● **TASK DETAILS**
In the entries that follow, the first line to write out is the one containing "PR #1276, opened 2015-08-24", and the last is the one containing "The simple solution". Reproduce that stretch exactly, with nothing before or after it.
DATA FOR THE TASK section start
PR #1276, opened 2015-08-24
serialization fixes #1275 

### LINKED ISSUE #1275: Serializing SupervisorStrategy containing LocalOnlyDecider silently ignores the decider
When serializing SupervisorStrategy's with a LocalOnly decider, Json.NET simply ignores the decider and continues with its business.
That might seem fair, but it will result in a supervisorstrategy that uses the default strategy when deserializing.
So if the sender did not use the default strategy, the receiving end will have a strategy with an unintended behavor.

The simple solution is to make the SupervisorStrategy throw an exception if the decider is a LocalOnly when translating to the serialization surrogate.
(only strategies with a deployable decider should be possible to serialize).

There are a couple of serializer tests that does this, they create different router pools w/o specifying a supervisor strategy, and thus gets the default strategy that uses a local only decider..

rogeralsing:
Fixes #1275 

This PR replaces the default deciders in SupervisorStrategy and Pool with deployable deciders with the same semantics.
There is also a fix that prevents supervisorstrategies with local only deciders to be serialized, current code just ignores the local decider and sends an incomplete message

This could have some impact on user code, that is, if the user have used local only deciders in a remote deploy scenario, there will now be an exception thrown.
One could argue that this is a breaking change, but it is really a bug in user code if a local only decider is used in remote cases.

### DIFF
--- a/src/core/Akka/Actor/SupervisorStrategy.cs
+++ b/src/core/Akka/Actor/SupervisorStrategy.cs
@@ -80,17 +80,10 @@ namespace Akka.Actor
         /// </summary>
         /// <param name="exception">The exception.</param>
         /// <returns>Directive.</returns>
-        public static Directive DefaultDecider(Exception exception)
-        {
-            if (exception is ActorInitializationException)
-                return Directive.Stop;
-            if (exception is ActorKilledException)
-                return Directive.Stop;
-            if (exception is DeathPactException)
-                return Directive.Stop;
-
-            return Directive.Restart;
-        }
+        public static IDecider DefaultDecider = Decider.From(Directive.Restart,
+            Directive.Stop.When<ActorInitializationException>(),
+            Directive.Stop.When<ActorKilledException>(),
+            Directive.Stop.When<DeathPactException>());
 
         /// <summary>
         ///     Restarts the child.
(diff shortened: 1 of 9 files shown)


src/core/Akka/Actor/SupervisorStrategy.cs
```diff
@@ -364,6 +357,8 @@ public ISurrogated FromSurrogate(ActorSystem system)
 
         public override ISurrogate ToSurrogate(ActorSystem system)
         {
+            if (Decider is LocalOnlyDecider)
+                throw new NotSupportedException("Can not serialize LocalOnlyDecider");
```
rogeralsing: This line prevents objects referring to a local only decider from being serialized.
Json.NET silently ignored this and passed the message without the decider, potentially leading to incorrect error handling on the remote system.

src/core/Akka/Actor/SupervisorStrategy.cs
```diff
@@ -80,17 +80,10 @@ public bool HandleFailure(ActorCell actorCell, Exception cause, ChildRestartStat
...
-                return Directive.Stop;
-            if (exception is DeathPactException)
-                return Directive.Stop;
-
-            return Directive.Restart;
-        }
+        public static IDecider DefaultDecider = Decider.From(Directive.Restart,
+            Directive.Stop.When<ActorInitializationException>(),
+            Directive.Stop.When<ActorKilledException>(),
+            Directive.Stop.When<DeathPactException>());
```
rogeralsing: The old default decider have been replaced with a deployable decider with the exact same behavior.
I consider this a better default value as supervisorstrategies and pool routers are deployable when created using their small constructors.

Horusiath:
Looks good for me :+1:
DATA FOR THE TASK section end
DATA FOR THE TASK section start
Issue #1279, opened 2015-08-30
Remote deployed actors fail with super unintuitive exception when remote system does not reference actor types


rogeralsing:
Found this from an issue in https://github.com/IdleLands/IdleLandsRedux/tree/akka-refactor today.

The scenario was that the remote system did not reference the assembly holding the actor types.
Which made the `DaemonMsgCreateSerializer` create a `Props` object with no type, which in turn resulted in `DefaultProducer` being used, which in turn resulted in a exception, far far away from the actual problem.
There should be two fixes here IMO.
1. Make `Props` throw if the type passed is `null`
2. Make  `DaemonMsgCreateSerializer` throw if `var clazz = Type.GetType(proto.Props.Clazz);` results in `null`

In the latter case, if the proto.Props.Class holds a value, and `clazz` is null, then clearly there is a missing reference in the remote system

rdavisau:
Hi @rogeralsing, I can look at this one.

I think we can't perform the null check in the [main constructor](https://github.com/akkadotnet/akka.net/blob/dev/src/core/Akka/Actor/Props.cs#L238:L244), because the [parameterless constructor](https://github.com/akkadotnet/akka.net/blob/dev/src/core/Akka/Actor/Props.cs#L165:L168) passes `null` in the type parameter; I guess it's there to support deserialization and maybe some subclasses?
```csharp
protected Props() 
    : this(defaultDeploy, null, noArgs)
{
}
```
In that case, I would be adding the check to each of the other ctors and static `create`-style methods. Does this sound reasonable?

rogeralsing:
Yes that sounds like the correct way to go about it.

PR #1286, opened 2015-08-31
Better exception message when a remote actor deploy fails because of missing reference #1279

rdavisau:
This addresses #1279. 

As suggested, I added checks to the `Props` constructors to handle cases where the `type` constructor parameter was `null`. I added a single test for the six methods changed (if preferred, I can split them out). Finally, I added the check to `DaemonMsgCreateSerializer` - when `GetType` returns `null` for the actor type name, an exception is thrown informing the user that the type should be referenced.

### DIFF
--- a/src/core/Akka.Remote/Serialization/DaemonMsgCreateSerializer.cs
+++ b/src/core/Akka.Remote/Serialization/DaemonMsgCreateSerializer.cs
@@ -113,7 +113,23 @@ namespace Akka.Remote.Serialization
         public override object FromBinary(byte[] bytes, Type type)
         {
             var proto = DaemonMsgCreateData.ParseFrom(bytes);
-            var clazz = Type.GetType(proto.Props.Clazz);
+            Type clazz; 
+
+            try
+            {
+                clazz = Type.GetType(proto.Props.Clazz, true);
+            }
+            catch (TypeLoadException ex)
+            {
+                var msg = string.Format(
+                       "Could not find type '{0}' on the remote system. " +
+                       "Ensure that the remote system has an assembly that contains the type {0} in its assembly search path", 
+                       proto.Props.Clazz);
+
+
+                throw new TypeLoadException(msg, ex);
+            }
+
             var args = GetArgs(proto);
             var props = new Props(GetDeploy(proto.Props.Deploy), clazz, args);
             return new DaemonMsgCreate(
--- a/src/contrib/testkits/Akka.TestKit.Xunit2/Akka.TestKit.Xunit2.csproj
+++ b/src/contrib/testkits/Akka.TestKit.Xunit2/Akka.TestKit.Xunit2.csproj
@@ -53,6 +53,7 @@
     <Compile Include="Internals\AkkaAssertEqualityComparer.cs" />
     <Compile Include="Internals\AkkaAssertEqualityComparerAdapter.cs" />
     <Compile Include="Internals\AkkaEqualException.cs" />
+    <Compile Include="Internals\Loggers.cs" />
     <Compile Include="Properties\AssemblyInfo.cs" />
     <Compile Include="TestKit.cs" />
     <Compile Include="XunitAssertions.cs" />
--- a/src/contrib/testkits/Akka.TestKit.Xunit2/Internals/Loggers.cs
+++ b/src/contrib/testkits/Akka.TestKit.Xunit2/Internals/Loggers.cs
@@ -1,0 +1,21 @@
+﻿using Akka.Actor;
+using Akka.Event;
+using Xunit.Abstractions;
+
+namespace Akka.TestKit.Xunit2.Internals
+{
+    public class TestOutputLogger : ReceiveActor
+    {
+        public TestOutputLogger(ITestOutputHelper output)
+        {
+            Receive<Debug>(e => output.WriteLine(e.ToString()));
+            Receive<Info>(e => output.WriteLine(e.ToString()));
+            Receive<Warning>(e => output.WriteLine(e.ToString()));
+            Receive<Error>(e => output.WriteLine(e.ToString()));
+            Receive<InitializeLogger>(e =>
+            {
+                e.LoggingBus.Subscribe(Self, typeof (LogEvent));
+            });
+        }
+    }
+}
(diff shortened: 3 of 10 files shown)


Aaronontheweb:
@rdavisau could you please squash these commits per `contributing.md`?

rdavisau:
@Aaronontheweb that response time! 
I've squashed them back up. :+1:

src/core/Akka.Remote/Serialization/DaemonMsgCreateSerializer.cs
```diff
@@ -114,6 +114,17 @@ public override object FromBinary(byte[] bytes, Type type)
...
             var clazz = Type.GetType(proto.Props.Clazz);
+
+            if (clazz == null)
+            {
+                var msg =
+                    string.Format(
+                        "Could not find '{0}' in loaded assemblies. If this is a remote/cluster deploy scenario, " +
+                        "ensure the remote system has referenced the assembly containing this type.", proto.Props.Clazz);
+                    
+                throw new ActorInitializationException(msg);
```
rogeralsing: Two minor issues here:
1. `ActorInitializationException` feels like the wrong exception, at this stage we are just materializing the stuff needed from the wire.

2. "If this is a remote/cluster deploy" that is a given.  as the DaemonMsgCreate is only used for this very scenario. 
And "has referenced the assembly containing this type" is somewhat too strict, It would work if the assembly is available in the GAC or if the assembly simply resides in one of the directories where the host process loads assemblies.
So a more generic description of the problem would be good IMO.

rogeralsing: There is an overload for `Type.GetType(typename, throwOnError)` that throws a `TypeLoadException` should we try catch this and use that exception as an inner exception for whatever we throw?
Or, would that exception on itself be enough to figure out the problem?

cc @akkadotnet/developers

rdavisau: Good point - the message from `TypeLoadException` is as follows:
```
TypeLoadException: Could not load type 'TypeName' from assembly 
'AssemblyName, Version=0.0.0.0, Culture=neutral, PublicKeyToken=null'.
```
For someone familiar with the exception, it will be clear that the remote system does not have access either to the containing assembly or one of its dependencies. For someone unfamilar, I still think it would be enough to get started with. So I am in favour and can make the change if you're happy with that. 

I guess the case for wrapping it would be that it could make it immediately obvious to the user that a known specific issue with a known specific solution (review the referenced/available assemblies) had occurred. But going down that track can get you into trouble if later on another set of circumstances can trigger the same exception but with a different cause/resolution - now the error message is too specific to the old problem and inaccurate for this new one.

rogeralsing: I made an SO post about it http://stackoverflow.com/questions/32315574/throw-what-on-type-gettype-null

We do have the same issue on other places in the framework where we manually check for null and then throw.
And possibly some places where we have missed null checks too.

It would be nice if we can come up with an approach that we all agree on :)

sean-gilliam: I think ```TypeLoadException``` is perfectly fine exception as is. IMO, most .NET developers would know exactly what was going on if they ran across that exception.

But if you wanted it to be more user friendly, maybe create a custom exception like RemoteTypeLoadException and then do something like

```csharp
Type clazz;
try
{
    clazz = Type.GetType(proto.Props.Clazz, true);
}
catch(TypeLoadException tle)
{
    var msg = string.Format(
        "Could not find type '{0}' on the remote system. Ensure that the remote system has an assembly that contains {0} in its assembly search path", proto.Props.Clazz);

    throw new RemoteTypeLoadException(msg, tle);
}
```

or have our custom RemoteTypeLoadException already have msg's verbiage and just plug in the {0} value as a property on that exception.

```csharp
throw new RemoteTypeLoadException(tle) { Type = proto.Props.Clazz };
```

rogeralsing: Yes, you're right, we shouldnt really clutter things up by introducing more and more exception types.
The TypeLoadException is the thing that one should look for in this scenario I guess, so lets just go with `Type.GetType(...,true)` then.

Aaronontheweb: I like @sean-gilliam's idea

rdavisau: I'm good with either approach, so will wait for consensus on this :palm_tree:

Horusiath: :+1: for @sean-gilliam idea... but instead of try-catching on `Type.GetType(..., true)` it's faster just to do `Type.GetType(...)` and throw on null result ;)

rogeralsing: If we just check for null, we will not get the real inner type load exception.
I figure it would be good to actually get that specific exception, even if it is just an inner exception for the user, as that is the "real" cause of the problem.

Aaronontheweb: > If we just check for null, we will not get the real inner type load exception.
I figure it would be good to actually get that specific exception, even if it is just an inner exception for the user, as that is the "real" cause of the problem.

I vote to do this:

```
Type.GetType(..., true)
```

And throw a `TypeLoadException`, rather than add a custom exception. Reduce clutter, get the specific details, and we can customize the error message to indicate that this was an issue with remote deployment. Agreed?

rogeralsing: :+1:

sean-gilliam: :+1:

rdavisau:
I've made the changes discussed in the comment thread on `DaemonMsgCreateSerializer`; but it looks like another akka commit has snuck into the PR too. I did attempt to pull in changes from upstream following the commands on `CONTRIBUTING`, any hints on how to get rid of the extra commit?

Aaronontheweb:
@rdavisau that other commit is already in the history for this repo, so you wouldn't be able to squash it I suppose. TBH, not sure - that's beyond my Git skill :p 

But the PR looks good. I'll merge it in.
DATA FOR THE TASK section end
DATA FOR THE TASK section start
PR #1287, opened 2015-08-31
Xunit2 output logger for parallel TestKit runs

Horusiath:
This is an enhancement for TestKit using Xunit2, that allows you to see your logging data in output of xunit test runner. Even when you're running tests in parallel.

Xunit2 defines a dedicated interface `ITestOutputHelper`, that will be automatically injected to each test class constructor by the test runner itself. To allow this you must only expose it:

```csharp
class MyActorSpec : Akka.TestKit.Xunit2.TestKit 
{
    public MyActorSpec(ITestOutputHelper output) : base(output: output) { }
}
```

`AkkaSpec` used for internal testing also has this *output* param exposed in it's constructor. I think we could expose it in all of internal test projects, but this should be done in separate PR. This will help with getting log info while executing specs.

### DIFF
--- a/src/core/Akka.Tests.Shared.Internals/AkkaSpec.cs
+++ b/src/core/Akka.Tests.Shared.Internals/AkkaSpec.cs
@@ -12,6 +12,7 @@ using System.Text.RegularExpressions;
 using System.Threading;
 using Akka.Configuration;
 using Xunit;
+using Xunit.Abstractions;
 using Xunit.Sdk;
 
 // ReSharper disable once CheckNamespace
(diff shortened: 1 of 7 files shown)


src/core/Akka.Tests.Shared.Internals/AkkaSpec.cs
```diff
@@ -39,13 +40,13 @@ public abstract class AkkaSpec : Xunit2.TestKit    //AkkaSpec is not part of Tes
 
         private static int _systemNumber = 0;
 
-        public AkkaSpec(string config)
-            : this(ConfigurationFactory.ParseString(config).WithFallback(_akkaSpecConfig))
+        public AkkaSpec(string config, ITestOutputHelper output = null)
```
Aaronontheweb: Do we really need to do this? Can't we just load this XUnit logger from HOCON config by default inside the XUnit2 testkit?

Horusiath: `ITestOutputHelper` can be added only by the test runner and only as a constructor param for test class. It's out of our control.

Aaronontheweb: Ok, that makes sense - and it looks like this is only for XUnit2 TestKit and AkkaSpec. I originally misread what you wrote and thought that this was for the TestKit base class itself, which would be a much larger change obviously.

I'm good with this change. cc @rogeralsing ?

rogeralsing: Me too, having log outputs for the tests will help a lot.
DATA FOR THE TASK section end
● **OUTPUT OF THE TASK**
PR #1276, opened 2015-08-24
serialization fixes #1275 

### LINKED ISSUE #1275: Serializing SupervisorStrategy containing LocalOnlyDecider silently ignores the decider
When serializing SupervisorStrategy's with a LocalOnly decider, Json.NET simply ignores the decider and continues with its business.
That might seem fair, but it will result in a supervisorstrategy that uses the default strategy when deserializing.
So if the sender did not use the default strategy, the receiving end will have a strategy with an unintended behavor.

The simple solution is to make the SupervisorStrategy throw an exception if the decider is a LocalOnly when translating to the serialization surrogate.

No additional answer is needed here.